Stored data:
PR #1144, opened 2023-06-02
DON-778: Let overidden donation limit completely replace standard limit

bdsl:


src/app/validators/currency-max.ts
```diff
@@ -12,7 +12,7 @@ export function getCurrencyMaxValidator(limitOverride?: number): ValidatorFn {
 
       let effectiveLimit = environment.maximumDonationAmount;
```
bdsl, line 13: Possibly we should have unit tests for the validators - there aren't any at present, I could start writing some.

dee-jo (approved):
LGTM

---

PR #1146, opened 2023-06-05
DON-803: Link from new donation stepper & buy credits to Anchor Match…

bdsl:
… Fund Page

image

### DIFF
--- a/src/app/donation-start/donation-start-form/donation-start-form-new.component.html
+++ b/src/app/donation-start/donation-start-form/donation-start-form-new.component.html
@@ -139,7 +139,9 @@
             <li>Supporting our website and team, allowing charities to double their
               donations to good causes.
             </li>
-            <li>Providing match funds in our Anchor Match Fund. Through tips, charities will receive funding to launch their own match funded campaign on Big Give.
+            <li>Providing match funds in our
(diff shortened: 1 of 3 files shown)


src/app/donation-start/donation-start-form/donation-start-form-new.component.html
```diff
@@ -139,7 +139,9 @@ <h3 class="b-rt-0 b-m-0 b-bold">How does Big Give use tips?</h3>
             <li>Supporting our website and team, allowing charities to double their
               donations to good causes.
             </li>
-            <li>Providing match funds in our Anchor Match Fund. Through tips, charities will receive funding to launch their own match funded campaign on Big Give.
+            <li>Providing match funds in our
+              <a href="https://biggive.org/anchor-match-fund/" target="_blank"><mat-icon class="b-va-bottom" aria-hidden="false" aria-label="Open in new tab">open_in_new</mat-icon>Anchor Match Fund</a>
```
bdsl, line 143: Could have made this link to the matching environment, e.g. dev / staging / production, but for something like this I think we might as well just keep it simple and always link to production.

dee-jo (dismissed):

---

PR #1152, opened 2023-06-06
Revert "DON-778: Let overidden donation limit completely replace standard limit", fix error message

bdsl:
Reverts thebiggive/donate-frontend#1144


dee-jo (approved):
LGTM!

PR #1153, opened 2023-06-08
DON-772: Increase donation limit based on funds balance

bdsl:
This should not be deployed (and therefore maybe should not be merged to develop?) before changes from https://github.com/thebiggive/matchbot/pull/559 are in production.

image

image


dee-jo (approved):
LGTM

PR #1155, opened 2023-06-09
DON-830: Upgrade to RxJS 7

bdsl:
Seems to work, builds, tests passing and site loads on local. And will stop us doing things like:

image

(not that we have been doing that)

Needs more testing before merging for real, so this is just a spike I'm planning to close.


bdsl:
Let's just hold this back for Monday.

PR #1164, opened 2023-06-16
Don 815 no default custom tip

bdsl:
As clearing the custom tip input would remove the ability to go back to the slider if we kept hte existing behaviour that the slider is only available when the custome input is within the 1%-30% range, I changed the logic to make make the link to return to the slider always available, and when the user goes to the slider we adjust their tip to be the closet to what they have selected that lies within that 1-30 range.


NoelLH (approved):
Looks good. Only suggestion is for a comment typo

## Your task
Transcribe, exactly and without additions, the lines of the records above, beginning with the line that contains "(not that we have been doing that)" and ending with the line that contains "Looks good. Only", both included.

## Solution for this task
(not that we have been doing that)

Needs more testing before merging for real, so this is just a spike I'm planning to close.


bdsl:
Let's just hold this back for Monday.

PR #1164, opened 2023-06-16
Don 815 no default custom tip

bdsl:
As clearing the custom tip input would remove the ability to go back to the slider if we kept hte existing behaviour that the slider is only available when the custome input is within the 1%-30% range, I changed the logic to make make the link to return to the slider always available, and when the user goes to the slider we adjust their tip to be the closet to what they have selected that lies within that 1-30 range.


NoelLH (approved):
Looks good. Only suggestion is for a comment typo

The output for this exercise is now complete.